Goal of the exercise —
Once the line containing "1. we need to" is located, give it again exactly, together with each line that follows it to the end of the entries, and add nothing else.

***** Data supplied

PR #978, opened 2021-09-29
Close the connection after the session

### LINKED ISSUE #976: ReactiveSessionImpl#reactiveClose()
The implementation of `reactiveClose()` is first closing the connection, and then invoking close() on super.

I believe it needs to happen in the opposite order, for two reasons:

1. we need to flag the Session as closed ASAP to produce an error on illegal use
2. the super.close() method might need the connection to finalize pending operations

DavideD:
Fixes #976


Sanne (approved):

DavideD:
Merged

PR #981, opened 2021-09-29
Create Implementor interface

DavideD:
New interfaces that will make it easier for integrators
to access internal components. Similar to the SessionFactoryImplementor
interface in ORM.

**********

Response to the exercise —
1. we need to flag the Session as closed ASAP to produce an error on illegal use
2. the super.close() method might need the connection to finalize pending operations

DavideD:
Fixes #976


Sanne (approved):

DavideD:
Merged

PR #981, opened 2021-09-29
Create Implementor interface

DavideD:
New interfaces that will make it easier for integrators
to access internal components. Similar to the SessionFactoryImplementor
interface in ORM.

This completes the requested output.